Prompt: Please repeat the records below exactly, from the first line through the line containing "-158,4 +158,18 @@ class StimulusReflex::Reflex", and nothing more.

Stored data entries
════════

PR #498, opened 2021-05-03
render_collection

leastbad:

Enhancement

## Description

Renames the `Reflex#wrap` method to `render_collection`.

Render collection method signature now includes a single resource passed, so:

`wrap(render(@posts), @posts)` now becomes `render_collection(@posts)`

I created a temporary `wrap` method that issues a stern deprecation warning, even though technically `wrap` has never been part of a shipped release. It issues a warning that is hard to ignore and then passes to `render_collection`. We'll remove this before shipping the final v3.5.

## Why should this be added

I strongly suspect that 90% of `wrap` calls will actually receive the same parameter essentially twice. You can still call it the old way, but if you cut through to general intent, this is clearly a superior name and mechanism.

## Checklist

### DIFF
--- a/lib/stimulus_reflex/reflex.rb
+++ b/lib/stimulus_reflex/reflex.rb
@@ -158,4 +158,18 @@ class StimulusReflex::Reflex
     content = render(resource) unless content
     tag.div(content.html_safe, id: dom_id(resource, hash: ""))
   end
+
+  def wrap(content, resource)
+    puts "DEPRECIATION WARNING! This method has been renamed to render_collection, and the method signature is reversed:"
+    puts
+    puts "render_collection(resource, content)"
+    puts
+    puts "Or, if you were calling wrap(render(@posts), @posts), you can now just call:"
+    puts
+    puts "render_collection(@posts)"
+    puts
+    puts "We're making this message as long and obnoxious as possible because soon, we're going to exit if you're still calling wrap."
+    render_collection(resource, content)
+  end
+
 end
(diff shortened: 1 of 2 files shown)


lib/stimulus_reflex/reflex.rb
```diff
@@ -153,8 +153,9 @@ def dom_id(record, prefix = nil, hash: "#")
   # morphdom needs content to be wrapped in an element with the same id when children_only: true
   # Oddly, it doesn't matter if the target element is a div! See: https://docs.stimulusreflex.com/appendices/troubleshooting#different-element-type-altogether-who-cares-so-long-as-the-css-selector-matches
   # Used internally to allow automatic partial collection rendering, but also useful to library users
-  # eg. `morph dom_id(@posts), wrap(render(@posts), @posts)`
-  def wrap(content, resource)
+  # eg. `morph dom_id(@posts), render_collection(@posts)`
+  def render_collection(resource, content = nil)
+    content = render(resource) unless content
```
marcoroth, line 158: Shouldn't we keep `wrap` around for backwards compatibility reasons?

```suggestion
    content = render(resource) unless content
    wrap(content, resource)
  end

  def wrap(content, resource)
```

marcoroth: Oh, I just realized `wrap` hasn't even been shipped yet.

marcoroth (approved):

lib/stimulus_reflex/reflex.rb
leastbad: 😁 https://github.com/hopsoft/stimulus_reflex/pull/498/commits/d60a705d55e8af8632e9427f689dfccf8b503407

hopsoft (approved):
Looks great. I think we should remove `wrap` and the deprecation warning as its never been released.

PR #500, opened 2021-05-07
Move object_with_indifferent_access to ReflexData

erlingur:
Bug fix

## Description

When code was refactored into new class called ReflexData in 680efc1, the `object_with_indifferent_access` method was forgotten. It subsequently fails when mapping over `data["args"]` with the error:

`Reflex Users#tag failed: undefined method 'object_with_indifferent_access' for #<StimulusReflex::ReflexData:0x00007fa737e58c98>`

## Why should this be added

It should work when mapping over arguments.


leastbad:
Great catch!

PR #506, opened 2021-05-17
tab_id accessor

leastbad:

Enhancement

## Description

Reflex class gains a `tab_id` accessor to compliment `reflex_id`. It is a UUIDv4 that is generated every time SR is initialized, eg once per tab. Refreshes and different/duplicated tabs will have different values.

Part of the ClientAttributes struct.

Updated the generator template to reflect this new accessor.

## Why should this be added

Sometimes, I really wish that I had a way of uniquely identifying the browser tab which made a request without having to pack it into a data attribute. It's especially significant for an upcoming gem I'm working on.

## Checklist

### DIFF
--- a/javascript/stimulus_reflex.js
+++ b/javascript/stimulus_reflex.js
@@ -155,6 +155,7 @@ const register = (controller, options = {}) => {
         target,
         args,
         url,
+        tabId,
         attrs,
         dataset,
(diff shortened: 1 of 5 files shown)


marcoroth (approved):
Nice! This is handy and looks straightforward!

PR #606, opened 2022-09-01
Declarative Reflexes Resiliency

### LINKED ISSUE #605: Reflex action happens twice when clicking once on a button with a Stimulus controller
# Bug Report

## Describe the bug

Clicking on a Button with a reflex action and a stimulus controller fires the reflex action twice! 

## To Reproduce

1. Clone the repo and setup - bin/setup
2. Run the server - bin/rails s
3. Open localhost:3000 with Chrome (see note below about Safari)
4. Click on the button (or the link)
5. Observe in the DevTools console or in the Server logs that the ExampleReflex#poke is called twice

### Additional notes:
* If you go to the test_controller.js, and uncomment the connect() method, then the double-fire does not happen.
* BUT if you do have connect() uncommented, then the clientside lifecycle callbacks don't fire!  (ie. beforePoke) _**second bug!**_

### Note about Safari:
* Upon refreshing the page, the button doesn't actually work, whereas the link does (after a couple of seconds)
* Interestingly, once the link fires the reflex action, the button works
* Maybe I should create another bug for this?

## Expected behavior

* Should only fire the reflex once!
* Also, the clientside lifecycle callbacks (ie. beforePoke) should fire if connect() is specified.

Link to repo: https://github.com/wheee/double-reflex-fire-importmap
(Repo was originally a clone of https://github.com/marcoroth/stimulus_reflex-importmaps)

image

## Workaround

Add a connect() method to the Stimulus controller.  Doesn't even have to do anything.

### StimulusReflex

- Gem: 3.5.0

### External tools

- Ruby: 3.1.2
- Rails: 7.0.2

### Browser

- Browser: Chrome
- Version: 104.0.5112.101 (Official Build) (arm64)

marcoroth:
# Type of PR

Improvement

## Description

This Pull Requests fixes two problems:
a) the double-fire of reflexes when invoking the reflex once
b) StimulusReflex not executing the client-side Stimulus controller callbacks when invoking a reflex

Because of load order reasons (which are mainly just apparent in Import Maps powered apps) `setupDeclarativeReflexes()` isn't always run at right time. In browsers, where the Import Maps are not natively supported yet, it leads to the fact that the `setupDeclarativeReflexes()` is ran twice. Since there is also no guarantee of load order we can't assume that all Stimulus controller instances are loaded yet.

In some instances this had weird side effects. If you have this element:
```html
<button 
  data-reflex="click->Example#create" 
  data-controller="example"
>Create</button>
```
it would convert the element to this the after calling `setupDeclarativeReflexes()` the first time around, because the `example` controller instance is not setup yet:
```diff
<button 
  data-reflex="click->Example#create" 
- data-controller="example"
+ data-controller="example stimulus-reflex" 
+ data-action="click->stimulus-reflex#__perform"
>Create</button>
```

and after calling `setupDeclarativeReflexes()` the second time with the `example` controller now available:
```diff
<button 
  data-reflex="click->Example#create" 
  data-controller="example stimulus-reflex" 
- data-action="click->stimulus-reflex#__perform"
+ data-action="click->stimulus-reflex#__perform click->example#__perform"
>Create</button>
```

The fact why this issue appeared in the first place is because the `setupDeclarativeReflexes()` is looking if the developer defined a `data-controller` on the element, and if so we are using that controller so we can invoke the callbacks in that controller. 

But at the time when the `setupDeclarativeReflexes()` function is being run the first time the `example` controller instance isn't connected yet and our function then opts for setting the generic `stimulus-reflex` controller instead. At the second time the `example` controller instance is loaded and it will append the second action descriptor, because that one wasn't present already so it causes the action descriptor to be set twice causing the double-fire issue.

Because there are now two action descriptors setup on that element it's also going to invoke the reflex twice. This Pull Requests refactors the `setupDeclarativeReflexes()` function and makes it aware of previously set action descriptors so it can replace them instead of just appending them to prevent the double-fire issue.

I guess depending on the browser used and the browser version it would not add the action descriptor twice, but instead would just use the wrong Stimulus controller and therefore not invoke the Stimulus controller callbacks. 

In order to fix that, we extract a function `setupDeclarativeReflexesForElement(element)` which can be called with a single element to setup the declarative reflexes on it. This function is being called when the Stimulus controller calls `StimulusReflex.register(this)`, which then setups the right action descriptors, guaranteeing that the right controller is actually present.

Because of this approach, we might even be able to remove the global event listener for setting up the declarative reflexes on `document`: 
https://github.com/stimulusreflex/stimulus_reflex/blob/cb62c08686b3725720cfa7cb8fa4510b3aabb616/javascript/stimulus_reflex.js#L240-L244

Fixes #605 
Follow-up of #602 

## Why should this be added

Ensures that the `data-reflex` attribute gets properly converted to it's corresponding `data-controller` and `data-action` attributes by making the conversion independent of the events dispatched on window or document, but rather by hooking into the `StimulusReflex.register(this)` function which anyway just gets called when the Stimulus controller gets connected, meaning that the right Stimulus controller instance will always be available.

## Checklist

### DIFF
--- a/javascript/attributes.js
+++ b/javascript/attributes.js
@@ -31,7 +31,13 @@ const collectCheckedOptions = element => {
 //   attributeValue(['', 'one', null, 'two', 'three ']) // 'one two three'
 //
 const attributeValue = (values = []) => {
-  const value = Array.from(new Set(values.filter(v => v && String(v).length).map(v => v.trim()))).join(' ').trim()
+  const value = Array.from(
+    new Set(
+      values
+      .filter(v => v && String(v).length)
+      .map(v => v.trim())
+    )
+  ).join(' ').trim()
 
   return value.length > 0 ? value : null
 }
--- a/javascript/attributes.js
+++ b/javascript/attributes.js
@@ -31,12 +31,9 @@ const collectCheckedOptions = element => {
 //   attributeValue(['', 'one', null, 'two', 'three ']) // 'one two three'
 //
 const attributeValue = (values = []) => {
-  const value = values
-    .filter(v => v && String(v).length)
-    .map(v => v.trim())
-    .join(' ')
-    .trim()
-  return value.length ? value : null
+  const value = Array.from(new Set(values.filter(v => v && String(v).length).map(v => v.trim()))).join(' ').trim()
+
+  return value.length > 0 ? value : null
 }
 
 // Returns an array for the passed string value by splitting on whitespace.
--- a/javascript/reflexes.js
+++ b/javascript/reflexes.js
@@ -156,7 +156,7 @@ const setupDeclarativeReflexesForElement = (element) => {
     const controllerName = controller ? controller.identifier : 'stimulus-reflex'
 
     actions.push(`${reflexName.split('->')[0]}->${controllerName}#__perform`)
-    controllers.push('stimulus-reflex')
+    controllers.push(controllerName)
   })
 
   const controllerValue = attributeValue(controllers)
--- a/javascript/reflexes.js
+++ b/javascript/reflexes.js
@@ -136,44 +136,48 @@ const getReflexRoots = element => {
   return list
 }
 
+// Sets up declarative reflex behavior for a single element
+//
+const setupDeclarativeReflexesForElement = (element) => {
+  const controllerAttribute = element.getAttribute(Schema.controller)
+  const controllers = attributeValues(controllerAttribute)
+
+  const reflexAttribute = element.getAttribute(Schema.reflex)
+  const reflexAttributeNames = attributeValues(reflexAttribute)
+
+  const actionAttribute = element.getAttribute(Schema.action)
+  const actions = attributeValues(actionAttribute).filter(action => !action.includes("#__perform"))
+
+  reflexAttributeNames.forEach(reflexName => {
+    const controller = findControllerByReflexName(
+      reflexName,
+      allReflexControllers(reflexes.app, element)
+    )
+    const controllerName = controller ? controller.identifier : 'stimulus-reflex'
+
+    actions.push(`${reflexName.split('->')[0]}->${controllerName}#__perform`)
+    controllers.push('stimulus-reflex')
+  })
+
+  const controllerValue = attributeValue(controllers)
+  const actionValue = attributeValue(actions)
+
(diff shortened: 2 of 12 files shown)


javascript/attributes.js
```diff
@@ -31,12 +31,9 @@ const collectCheckedOptions = element => {
 //   attributeValue(['', 'one', null, 'two', 'three ']) // 'one two three'
 //
 const attributeValue = (values = []) => {
-  const value = values
-    .filter(v => v && String(v).length)
-    .map(v => v.trim())
-    .join(' ')
-    .trim()
-  return value.length ? value : null
+  const value = Array.from(new Set(values.filter(v => v && String(v).length).map(v => v.trim()))).join(' ').trim()
```
leastbad, line 34: How the heck did you get this line past prettier?

marcoroth: 🤷🏼‍♂️

leastbad: Also, what is the outcome of this change? From what I can tell, it's the same functionality as before. Is converting to a Set and then an Array just removing duplicates?

marcoroth: Exactly

marcoroth:
> Are you confident that filtering controllers on !action.includes("#__perform") will properly handle scenarios where a single element could have Reflex actions declared from multiple classes? For example input->foo#__perform click->bar#__perform.

Yeah, that should be covered, it might be, that we are invoking the function twice for such an element, but that shouldn't matter now since it should be resilient enough.

marcoroth:
We might be able to emit the StimulusReflex ready event after the initialize function finshed or after the ActionCable connection established, since we don't need to "care" about the controllers in that case

leastbad:
> We might be able to emit the StimulusReflex ready event after the initialize function finshed or after the ActionCable connection established, since we don't need to "care" about the controllers in that case

The reason that event gets emitted is to tell the developer that it's ready to process events. If we emit before the controllers have registered themselves, then the event will come before the handlers are installed. This was fine in a syncronous config...

Otherwise, if you're confident about multiple classes working fine (should we add a test for this?) LGTM.

marcoroth:
Okay I kept the global event listener with the `setupDeclarativeReflexes()` so that we still have a `stimulus-reflex:ready` being emitted with the best guess we have available.

I also added some tests for `setupDeclarativeReflexesForElement()`.

PR #610, opened 2022-09-24
StimulusReflex 3.5 installer

leastbad:

Feature

## Description

With sincere and genuine apologies for how long this has been in the oven, here is my best attempt at providing a luxe, single-command install task for SR. It builds directly on the techniques and outputs of preceding foundational efforts by both [Julian](https://github.com/stimulusreflex/cable_ready/pull/179) and [Marco](https://github.com/stimulusreflex/stimulus_reflex/tree/v3.5-installer).

It supports all major bundlers in their default configuration:

Rails 6.1: webpacker 5.4.3, shakapacker, vite
Rails 7: importmap, esbuild, shakapacker, vite

The installer is divided into steps which are designed to be either generic or highly specific to one of the bundlers.

The installer uses temporary files to maintain state; one of the major wins is that it means the setup process can fail, they can fix an issue, and task is smart enough to resume where they left off. It will also survive a reboot, which is something you cannot say about environment variables.

One of the things I'm most excited about is the new `example` the install task offers to generate. Instead of just a Reflex class and Stimulus controller, I realized that there's huge value in creating something that people can just run out of the box. This creates a controller, fully self-contained view and root. Right now, it's super minimalist, but I talk more in the Why section below about my vision for this.

I stash an MD5 hash of `Gemfile` so that we only need to run `bundle` if something changes. Likewise, I actually dynamically rebuild `package.json` based on added dependencies, development dependencies and removed dependencies. This allows us to run the dreaded, slow AF `yarn` build process 0 or 1 times, instead of 3 times since there is no way to combine these three operations on the command line.

I make efforts to create or modify most files in-place, but for files like the `{entrypoint}/controllers/index.js` where it's likely they made changes, it copies the existing file to `.bak`, generates a "perfect" new file, and then gives them a list of such replacements at the end.

```bash
rails stimulus_reflex:install # fully automatic detections, with prompts
rails stimulus_reflex:install esbuild # specify a bundler
rails stimulus_reflex:install entrypoint=app/frontend webpacker # install with webpacker 5.4.3 in app/frontend
rails stimulus_reflex:install:step action_cable yarn bundle # re-run one or more steps
rails stimulus_reflex:install:restart # wipe state and restart install

rails stimulus_reflex:install uncomment=true # uncomment any necessary includes that have been commented
rails stimulus_reflex:install spring=false # do not remove spring (equivalent to answering `n`)
rails stimulus_reflex:install example=true # create an example page and route
rails stimulus_reflex:install trace=true # debug install process with full stack trace

rails stimulus_reflex:install:step mrujs # force install mrujs
rails stimulus_reflex:install:step compression # monkey patch Action Cable to compress WS traffic with deflate

# full fat install with zero interactive prompts, suitable for scripting
rails stimulus_reflex:install esbuild entrypoint=app/javascript uncomment=true example=true
```

## Why should this be added

First, we really need to up our installation and integration game to overcome the emotional barrier people often feel when comparing us against a built-in solution. The more we can make installing SR/CR feel like ordering a Big Mac combo, the less water "golden path" arguments hold.

Second, I am convinced that one of the most powerful things we can do to advance the adoption of this stack is to put as much energy into the onboarding experience as we can, and to that end, I want to develop the built-in `example` to showcase as many core concepts and *differentiating* features as we can on one page. I'm picturing an engaging "long scroll" that alternates between live demos with code examples, short lists of compelling features and maybe even a few testimonials, like a microsite.

---

The CableReady version now lives at https://github.com/stimulusreflex/cable_ready/pull/233.

## Checklist


leastbad:
While I feel lame commenting out `StimulusReflexGeneratorTest`, I cannot figure out why the `assert_file` assertions fail, even if I remove the regex component.
```
Failure:
StimulusReflexGeneratorTest#test_creates_reflex_with_given_reflex_actions [/home/leastbad/stimulus_reflex/test/generators/stimulus_reflex_generator_test.rb:37]:
Expected file "app/javascript/controllers/user_controller.js" to exist, but does not
```
```bash
leastbad:~/foo  $ rails g stimulus_reflex demo
Resolving dependencies...
      create  app/reflexes/demo_reflex.rb
      create  app/javascript/controllers/demo_controller.js
```
So, yeah... I don't really get why this would break. However, I spent my Saturday night trying to make it work, and given the very small scope of the actual test - it tests about ~1% of the install task - I am calling it and moving on.

I very much hope someone can revisit this and show me how to avoid similar issues going forward.

lib/install/development.rb
```diff
@@ -0,0 +1,152 @@
...
+    uncomment_lines gemfile, redis_pattern, verbose: false
+    say "✅ Redis gem uncommented in Gemfile"
+  end
+  
+  # add redis-session-store to Gemfile
+  if !File.read(gemfile).match?(redis_session_store_pattern)
+    append_file gemfile, "\n# Use Redis for session storage", 
+    # rubocop:disable Lint/Syntax
+    gem "redis-session-store", "0.11.4"
+    # rubocop:enable Lint/Syntax
```
mansakondo, line 114:
```suggestion
    append_file gemfile, <<RUBY
# Use Redis for session storage",
gem "redis-session-store", "0.11.4"
RUBY
```

lib/install/development.rb
```diff
@@ -0,0 +1,152 @@
+def write_redis_recommendation(development, lines, index)
+  gemfile = Rails.root.join("Gemfile")
+  redis_pattern = /gem ['"]redis-session-store['"]/
+
+  # add redis-session-store to Gemfile, but comment it out
+  if !File.read(gemfile).match?(redis_pattern)
+    append_file gemfile, "\n# Use Redis for session storage", verbose: false
+    gem "redis-session-store", "0.11.4"
```
mansakondo, line 8:
```suggestion
    append_file gemfile, <<RUBY
# Use Redis for session storage",
gem "redis-session-store", "0.11.4"
RUBY
```

mansakondo (commented):
I'm not familiar with creating custom generators and templates, but when I tried the installer with esbuild, I got this syntax error that prevented `redis-session-store` from being added to the Gemfile:
```
rails aborted!
SyntaxError: /home/mansa/code/rails/stimulus_reflex/lib/install/development.rb:113: syntax error, unexpected string literal, expecting `do' or '{' or '('
    gem "redis-session-store", "0.11.4"
        ^
/home/mansa/code/rails/stimulus_reflex/lib/install/development.rb:113: syntax error, unexpected ',', expecting `end'
    gem "redis-session-store", "0.11.4"
```

lib/install/development.rb
```diff
@@ -0,0 +1,152 @@
...
+
+  # config.session_store :redis_session_store, {
+  #   serializer: :json,
+  #   on_redis_down: ->(*a) { logger.error("Redis down! \#{a.inspect}") },
+  #   redis: {
+  #     expire_after: 120.minutes,
+  #     key_prefix: "session:",
+  #     url: ENV.fetch("REDIS_URL") { "redis://localhost:6379/1" }
+  #   }
+  # }
```
mansakondo, line 29: I'm also getting this error:
```
rails aborted!
ArgumentError: wrong number of arguments (given 2, expected 0..1)
/home/mansa/code/rails/sr_installer_test/config/environments/development.rb:5:in `block in <main>'
/home/mansa/code/rails/sr_installer_test/config/environments/development.rb:3:in `<main>'
/home/mansa/code/rails/sr_installer_test/config/environment.rb:5:in `<main>'
```
Because `config.session_store` expect `**options`:
```suggestion
  # config.session_store :redis_session_store,
  #   serializer: :json,
  #   on_redis_down: ->(*a) { logger.error("Redis down! \#{a.inspect}") },
  #   redis: {
  #     expire_after: 120.minutes,
  #     key_prefix: "session:",
  #     url: ENV.fetch("REDIS_URL") { "redis://localhost:6379/1" }
  #   }
```

mansakondo, line 29:
```suggestion
  # config.session_store :redis_session_store
  #   serializer: :json,
  #   on_redis_down: ->(*a) { logger.error("Redis down! \#{a.inspect}") },
  #   redis: {
  #     expire_after: 120.minutes,
  #     key_prefix: "session:",
  #     url: ENV.fetch("REDIS_URL") { "redis://localhost:6379/1" }
  #   }
```

lib/install/development.rb
```diff
@@ -0,0 +1,152 @@
...
+
+  config.session_store :redis_session_store, {
+    serializer: :json,
+    on_redis_down: ->(*a) { logger.error("Redis down! \#{a.inspect}") },
+    redis: {
+      expire_after: 120.minutes,
+      key_prefix: "session:",
+      url: ENV.fetch("REDIS_URL") { "redis://localhost:6379/1" }
+    }
+  }
```
mansakondo, line 94:
```suggestion
  config.session_store :redis_session_store,
    serializer: :json,
    on_redis_down: ->(*a) { logger.error("Redis down! \#{a.inspect}") },
    redis: {
      expire_after: 120.minutes,
      key_prefix: "session:",
      url: ENV.fetch("REDIS_URL") { "redis://localhost:6379/1" }
    }
```

mansakondo (commented):
I'm also getting this error:
```
rails aborted!
ArgumentError: wrong number of arguments (given 2, expected 0..1)
/home/mansa/code/rails/sr_installer_test/config/environments/development.rb:5:in `block in <main>'
/home/mansa/code/rails/sr_installer_test/config/environments/development.rb:3:in `<main>'
/home/mansa/code/rails/sr_installer_test/config/environment.rb:5:in `<main>'
```
Because `config.session_store` expect `**options`.

lib/install/development.rb
leastbad: Sorry about this dumb typo! I actually just pushed a commit that removes the comma. Don't even know how that snuck in there.

lib/install/development.rb
leastbad: Nice catch. What version of Ruby are you using?

lib/install/development.rb
leastbad: I'm on the fence about converting this to a heredoc, though you're probably right. It all comes down to the subtle difference in the output on the console - I like the output that running the `gem` action has.

I know, it's a small thing. 😁

lib/install/development.rb
leastbad: Dropping the (apparently superfluous) extra `{` `}` pair seems fine in 2.7 as well!

lib/install/development.rb
mansakondo: No need to apologize :)

lib/install/development.rb
mansakondo: Yeah, I feel you 🙂

lib/install/development.rb
mansakondo: Sorry for the late answer. I used Ruby 3.1.2.

leastbad: No worries! Lemme know if the latest works for you.

mansakondo: I still get the same errors with the latest changes 🤔

lib/install/development.rb
mansakondo: I still get this error with the latest changes:
```
rails aborted!
ArgumentError: wrong number of arguments (given 2, expected 0..1)
/home/mansa/code/rails/sr_installer_test/config/environments/development.rb:5:in `block in <main>'
/home/mansa/code/rails/sr_installer_test/config/environments/development.rb:3:in `<main>'
/home/mansa/code/rails/sr_installer_test/config/environment.rb:5:in `<main>'
```

mansakondo: I still get this error with the lastest changes:
```
rails aborted!
ArgumentError: wrong number of arguments (given 2, expected 0..1)
/home/mansa/code/rails/sr_installer_test/config/environments/development.rb:5:in `block in <main>'
/home/mansa/code/rails/sr_installer_test/config/environments/development.rb:3:in `<main>'
/home/mansa/code/rails/sr_installer_test/config/environment.rb:5:in `<main>'
```

leastbad: I'm a doofus sometimes. It should work, now with a commit that I just pushed.

This brings me to the `config.cache_store`. I'm wondering if it will have the same problem?

mansakondo: It works like a charm 👍🏾

I don't have any issues with the braces in `config.cache_store`. It was specific to `config.session_store` I guess.

lib/generators/stimulus_reflex/templates/app/javascript/application.js.esbuild.tt
```diff
@@ -0,0 +1,2 @@
+// Entry point for the build script in your package.json
+import "@hotwired/turbo-rails"
```
marcoroth, line 2:
```suggestion
import { Turbo } from "@hotwired/turbo-rails"
```

lib/generators/stimulus_reflex/templates/app/javascript/config/mrujs.js.tt
```diff
@@ -0,0 +1,9 @@
+import CableReady from "cable_ready"
+import mrujs from "mrujs"
+import { CableCar } from "mrujs/plugins"
+
+mrujs.start({
+  plugins: [
+    new CableCar(CableReady)
+  ]
+})
```
marcoroth, line 9: I don't think we should include mrujs in the StimulusReflex installer, since that's not part of SR's scope.

lib/generators/stimulus_reflex/templates/app/javascript/config/cable_ready.js.tt
```diff
@@ -0,0 +1,4 @@
+import consumer from '../channels/consumer'
+import CableReady from 'cable_ready'
+
+CableReady.initialize({ consumer })
```
marcoroth, line 4: This should live in the CableReady installer

lib/generators/stimulus_reflex/templates/app/javascript/config/stimulus_reflex.js.tt
```diff
@@ -0,0 +1,5 @@
+import { application } from "../controllers/application"
+import controller from '../controllers/application_controller'
+import StimulusReflex from 'stimulus_reflex'
```
marcoroth, line 3:
```suggestion
import controller from "../controllers/application_controller"
import StimulusReflex from "stimulus_reflex"
```

lib/generators/stimulus_reflex/templates/app/javascript/controllers/application.js.tt
```diff
@@ -0,0 +1,11 @@
+import { Application } from "@hotwired/stimulus"
+import consumer from '../channels/consumer'
```
marcoroth, line 2:
```suggestion
import consumer from "../channels/consumer"
```

lib/generators/stimulus_reflex/templates/app/javascript/packs/application.js.tt
```diff
@@ -0,0 +1,13 @@
...
+// that code so it'll be compiled.
+
+import Rails from "@rails/ujs"
+import Turbolinks from "turbolinks"
+import * as ActiveStorage from "@rails/activestorage"
+import "channels"
+
+Rails.start()
+Turbolinks.start()
+ActiveStorage.start()
```
marcoroth, line 13:
```suggestion
import { Turbo } from "@hotwired/turbo-rails"
import * as ActiveStorage from "@rails/activestorage"
import "channels"

ActiveStorage.start()
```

════════

Problem solution:
PR #498, opened 2021-05-03
render_collection

leastbad:

Enhancement

## Description

Renames the `Reflex#wrap` method to `render_collection`.

Render collection method signature now includes a single resource passed, so:

`wrap(render(@posts), @posts)` now becomes `render_collection(@posts)`

I created a temporary `wrap` method that issues a stern deprecation warning, even though technically `wrap` has never been part of a shipped release. It issues a warning that is hard to ignore and then passes to `render_collection`. We'll remove this before shipping the final v3.5.

## Why should this be added

I strongly suspect that 90% of `wrap` calls will actually receive the same parameter essentially twice. You can still call it the old way, but if you cut through to general intent, this is clearly a superior name and mechanism.

## Checklist

### DIFF
--- a/lib/stimulus_reflex/reflex.rb
+++ b/lib/stimulus_reflex/reflex.rb
@@ -158,4 +158,18 @@ class StimulusReflex::Reflex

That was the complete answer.